GIVEN INFORMATION:

::::::::

PR #283, opened 2025-01-28
include name, arguments, result & error (as applicable) in function_call_XXX events so they are much more useful

arthurblake:
These events are perfect for observing when a function is called, completes or throws an error so that additional steps can be taken by the agent that cannot normally run directly within the function context (such as taking some additional action before hanging up or transferring a call). But the events as coded unfortunately did not included any context about the function in the event payload. Adding that!

### DIFF
--- a/plugins/openai/src/realtime/realtime_model.ts
+++ b/plugins/openai/src/realtime/realtime_model.ts
@@ -1101,11 +1101,13 @@ export class RealtimeSession extends multimodal.RealtimeSession {
         return;
       }
 
-      this.emit('function_call_started', {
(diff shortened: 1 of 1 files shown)


arthurblake:
Link to slack discussion about the need for this change: https://livekit-users.slack.com/archives/C07FRP66XGE/p1736962087704659

arthurblake:
Hello. Is there anything I can do to get this PR merged?
@nbsp

nbsp (approved):

nbsp:
not merging for now as this would be a minor bump, but lgtm.

PR #300, opened 2025-02-13
Use #opts.apiVersion

brianbscho:
It's using `2024-10-01-preview` hardcoded value without chance to change apiVersion.

In [Azure document](https://learn.microsoft.com/en-us/azure/ai-services/openai/realtime-audio-quickstart?tabs=keyless%2Clinux&pivots=programming-language-typescript), it is stated that: "Use the latest `2024-12-17` model version".


theomonnom (approved):

aaronwangj:
@theomonnom @s-hamdananwar There are a bunch of Livekit users using realtime API and we're blocked without this. Can we get this into main?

::::::::

TO DO: Look through the data above and report every line in which "users" appears.

TASK OUTPUT:
Link to slack discussion about the need for this change: https://livekit-users.slack.com/archives/C07FRP66XGE/p1736962087704659
@theomonnom @s-hamdananwar There are a bunch of Livekit users using realtime API and we're blocked without this. Can we get this into main?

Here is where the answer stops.